Data entries
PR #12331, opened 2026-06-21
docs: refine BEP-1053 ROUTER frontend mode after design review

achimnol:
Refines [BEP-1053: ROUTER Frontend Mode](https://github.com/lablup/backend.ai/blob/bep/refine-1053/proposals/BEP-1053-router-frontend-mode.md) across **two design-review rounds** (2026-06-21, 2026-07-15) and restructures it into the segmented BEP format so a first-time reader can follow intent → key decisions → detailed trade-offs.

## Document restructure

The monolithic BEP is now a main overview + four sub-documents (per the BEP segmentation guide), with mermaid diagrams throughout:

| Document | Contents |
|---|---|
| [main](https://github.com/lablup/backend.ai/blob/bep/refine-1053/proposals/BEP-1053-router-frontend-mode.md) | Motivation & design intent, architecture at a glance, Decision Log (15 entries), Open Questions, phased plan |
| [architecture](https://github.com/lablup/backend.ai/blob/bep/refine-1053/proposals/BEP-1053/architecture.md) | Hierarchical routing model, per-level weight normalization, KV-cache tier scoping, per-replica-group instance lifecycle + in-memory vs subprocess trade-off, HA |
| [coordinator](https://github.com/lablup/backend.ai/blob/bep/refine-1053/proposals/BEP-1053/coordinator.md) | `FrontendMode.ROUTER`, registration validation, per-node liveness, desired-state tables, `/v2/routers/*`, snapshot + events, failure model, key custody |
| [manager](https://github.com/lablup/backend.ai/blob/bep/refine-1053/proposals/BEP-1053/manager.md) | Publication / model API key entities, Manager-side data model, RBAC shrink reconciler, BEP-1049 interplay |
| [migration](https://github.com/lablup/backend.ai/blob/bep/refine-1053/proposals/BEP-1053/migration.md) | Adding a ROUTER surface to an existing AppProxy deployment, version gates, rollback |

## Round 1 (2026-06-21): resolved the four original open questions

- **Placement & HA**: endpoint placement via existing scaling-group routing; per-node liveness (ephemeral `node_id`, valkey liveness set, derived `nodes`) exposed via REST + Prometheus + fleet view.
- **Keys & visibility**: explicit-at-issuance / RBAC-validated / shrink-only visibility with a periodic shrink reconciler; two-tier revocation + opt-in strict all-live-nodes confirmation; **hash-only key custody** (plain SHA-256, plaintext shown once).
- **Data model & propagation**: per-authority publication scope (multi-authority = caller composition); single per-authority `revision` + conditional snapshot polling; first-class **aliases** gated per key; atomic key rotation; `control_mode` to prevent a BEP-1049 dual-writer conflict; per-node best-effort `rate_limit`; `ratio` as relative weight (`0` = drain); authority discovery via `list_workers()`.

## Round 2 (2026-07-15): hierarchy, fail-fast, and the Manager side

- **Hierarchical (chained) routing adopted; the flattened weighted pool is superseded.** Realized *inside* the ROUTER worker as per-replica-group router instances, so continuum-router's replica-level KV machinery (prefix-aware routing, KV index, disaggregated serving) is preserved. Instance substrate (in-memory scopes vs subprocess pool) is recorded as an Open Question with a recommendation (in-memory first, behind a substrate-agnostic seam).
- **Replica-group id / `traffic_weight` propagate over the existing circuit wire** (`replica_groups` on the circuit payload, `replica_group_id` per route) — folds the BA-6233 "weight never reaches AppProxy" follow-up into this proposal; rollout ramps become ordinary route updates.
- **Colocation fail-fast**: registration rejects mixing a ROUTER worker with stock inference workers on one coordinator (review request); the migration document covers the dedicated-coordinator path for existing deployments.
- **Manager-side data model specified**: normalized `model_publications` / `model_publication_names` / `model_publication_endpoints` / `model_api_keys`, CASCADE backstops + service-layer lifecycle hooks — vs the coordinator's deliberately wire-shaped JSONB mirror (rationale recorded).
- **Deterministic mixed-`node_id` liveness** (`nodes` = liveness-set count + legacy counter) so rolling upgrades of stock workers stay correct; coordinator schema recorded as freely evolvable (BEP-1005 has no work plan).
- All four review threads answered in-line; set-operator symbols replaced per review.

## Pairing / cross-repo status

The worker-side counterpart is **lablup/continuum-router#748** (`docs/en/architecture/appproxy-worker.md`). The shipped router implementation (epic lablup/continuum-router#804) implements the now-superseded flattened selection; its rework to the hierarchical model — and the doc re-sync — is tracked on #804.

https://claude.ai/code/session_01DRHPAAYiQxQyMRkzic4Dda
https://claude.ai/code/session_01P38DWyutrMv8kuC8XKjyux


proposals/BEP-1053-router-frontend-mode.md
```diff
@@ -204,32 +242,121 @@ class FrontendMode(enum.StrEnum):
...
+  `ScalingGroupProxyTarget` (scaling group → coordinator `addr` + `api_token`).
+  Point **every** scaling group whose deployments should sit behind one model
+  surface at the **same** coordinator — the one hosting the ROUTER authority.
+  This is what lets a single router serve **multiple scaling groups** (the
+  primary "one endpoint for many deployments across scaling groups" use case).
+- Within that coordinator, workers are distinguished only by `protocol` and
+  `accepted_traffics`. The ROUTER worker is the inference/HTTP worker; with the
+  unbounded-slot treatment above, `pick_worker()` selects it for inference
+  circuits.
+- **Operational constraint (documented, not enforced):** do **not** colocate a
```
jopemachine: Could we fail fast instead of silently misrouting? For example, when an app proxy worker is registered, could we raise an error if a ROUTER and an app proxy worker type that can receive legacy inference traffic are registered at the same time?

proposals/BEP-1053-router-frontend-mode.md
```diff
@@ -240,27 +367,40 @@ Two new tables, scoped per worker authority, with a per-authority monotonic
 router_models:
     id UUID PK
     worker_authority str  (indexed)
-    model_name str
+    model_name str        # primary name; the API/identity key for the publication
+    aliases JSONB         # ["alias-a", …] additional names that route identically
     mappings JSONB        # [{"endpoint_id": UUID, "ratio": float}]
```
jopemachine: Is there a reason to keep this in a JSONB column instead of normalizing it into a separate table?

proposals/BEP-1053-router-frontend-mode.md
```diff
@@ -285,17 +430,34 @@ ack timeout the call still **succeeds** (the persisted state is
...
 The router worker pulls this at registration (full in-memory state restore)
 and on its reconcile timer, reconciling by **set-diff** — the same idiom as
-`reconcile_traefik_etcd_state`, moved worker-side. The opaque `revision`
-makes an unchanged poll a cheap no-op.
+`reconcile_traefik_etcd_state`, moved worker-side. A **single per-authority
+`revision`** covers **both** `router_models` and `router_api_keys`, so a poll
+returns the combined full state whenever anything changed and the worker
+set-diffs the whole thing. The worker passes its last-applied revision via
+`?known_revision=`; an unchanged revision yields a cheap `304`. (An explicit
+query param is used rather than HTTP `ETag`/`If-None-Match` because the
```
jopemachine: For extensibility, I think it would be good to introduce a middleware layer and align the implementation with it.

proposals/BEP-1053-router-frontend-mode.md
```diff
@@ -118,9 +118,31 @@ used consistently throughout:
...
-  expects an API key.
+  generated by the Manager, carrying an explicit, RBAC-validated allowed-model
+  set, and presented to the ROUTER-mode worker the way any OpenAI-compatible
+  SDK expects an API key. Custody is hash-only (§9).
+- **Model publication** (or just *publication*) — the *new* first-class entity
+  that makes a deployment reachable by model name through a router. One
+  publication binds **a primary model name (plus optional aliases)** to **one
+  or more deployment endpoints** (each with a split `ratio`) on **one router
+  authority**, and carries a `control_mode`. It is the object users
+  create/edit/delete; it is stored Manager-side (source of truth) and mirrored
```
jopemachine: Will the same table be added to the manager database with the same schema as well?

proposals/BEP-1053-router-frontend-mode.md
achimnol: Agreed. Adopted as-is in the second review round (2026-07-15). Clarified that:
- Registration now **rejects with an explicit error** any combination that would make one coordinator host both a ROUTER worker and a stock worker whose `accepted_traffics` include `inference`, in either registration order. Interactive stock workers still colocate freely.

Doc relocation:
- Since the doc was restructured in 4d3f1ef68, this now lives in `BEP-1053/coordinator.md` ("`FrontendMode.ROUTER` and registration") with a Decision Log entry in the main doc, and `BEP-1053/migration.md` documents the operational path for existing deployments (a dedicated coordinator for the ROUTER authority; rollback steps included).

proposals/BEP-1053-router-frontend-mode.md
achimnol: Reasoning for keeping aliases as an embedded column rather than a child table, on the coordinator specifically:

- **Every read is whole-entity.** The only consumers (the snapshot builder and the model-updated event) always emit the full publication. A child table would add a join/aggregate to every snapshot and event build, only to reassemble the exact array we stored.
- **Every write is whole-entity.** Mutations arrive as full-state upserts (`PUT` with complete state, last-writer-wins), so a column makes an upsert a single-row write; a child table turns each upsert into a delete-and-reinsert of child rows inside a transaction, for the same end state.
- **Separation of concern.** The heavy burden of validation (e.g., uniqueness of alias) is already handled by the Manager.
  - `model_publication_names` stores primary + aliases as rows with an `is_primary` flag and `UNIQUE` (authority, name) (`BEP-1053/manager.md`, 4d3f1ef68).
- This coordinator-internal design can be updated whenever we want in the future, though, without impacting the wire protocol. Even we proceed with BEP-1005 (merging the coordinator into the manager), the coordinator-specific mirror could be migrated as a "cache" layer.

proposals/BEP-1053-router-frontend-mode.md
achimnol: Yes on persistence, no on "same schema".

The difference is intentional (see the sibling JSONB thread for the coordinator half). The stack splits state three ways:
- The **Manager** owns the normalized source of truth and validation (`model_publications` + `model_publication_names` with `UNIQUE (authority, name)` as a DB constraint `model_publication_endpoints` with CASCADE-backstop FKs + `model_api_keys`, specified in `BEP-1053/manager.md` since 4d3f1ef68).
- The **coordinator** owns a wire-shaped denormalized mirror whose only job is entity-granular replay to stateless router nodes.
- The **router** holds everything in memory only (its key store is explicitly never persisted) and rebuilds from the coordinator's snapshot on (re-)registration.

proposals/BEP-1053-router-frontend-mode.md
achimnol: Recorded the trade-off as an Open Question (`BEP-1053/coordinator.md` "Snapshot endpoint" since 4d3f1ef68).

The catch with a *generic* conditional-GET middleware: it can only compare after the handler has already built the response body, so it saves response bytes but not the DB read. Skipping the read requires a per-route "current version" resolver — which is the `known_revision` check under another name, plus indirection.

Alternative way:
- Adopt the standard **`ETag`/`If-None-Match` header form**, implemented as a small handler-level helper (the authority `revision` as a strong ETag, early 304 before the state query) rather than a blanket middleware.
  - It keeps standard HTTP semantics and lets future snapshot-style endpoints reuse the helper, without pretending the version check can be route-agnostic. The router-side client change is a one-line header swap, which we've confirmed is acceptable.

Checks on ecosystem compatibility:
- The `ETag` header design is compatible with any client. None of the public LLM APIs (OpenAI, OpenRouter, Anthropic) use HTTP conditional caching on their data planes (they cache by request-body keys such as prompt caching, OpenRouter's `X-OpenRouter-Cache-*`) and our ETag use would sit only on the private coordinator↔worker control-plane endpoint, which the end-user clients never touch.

ABOUT THIS EXERCISE: Begin at the line that has "- Since the" in the entries above; stop after the line that has "- **Every read". Transcribe exactly those lines and no others.

OUTPUT FOR THIS EXERCISE:
- Since the doc was restructured in 4d3f1ef68, this now lives in `BEP-1053/coordinator.md` ("`FrontendMode.ROUTER` and registration") with a Decision Log entry in the main doc, and `BEP-1053/migration.md` documents the operational path for existing deployments (a dedicated coordinator for the ROUTER authority; rollback steps included).

proposals/BEP-1053-router-frontend-mode.md
achimnol: Reasoning for keeping aliases as an embedded column rather than a child table, on the coordinator specifically:

- **Every read is whole-entity.** The only consumers (the snapshot builder and the model-updated event) always emit the full publication. A child table would add a join/aggregate to every snapshot and event build, only to reassemble the exact array we stored.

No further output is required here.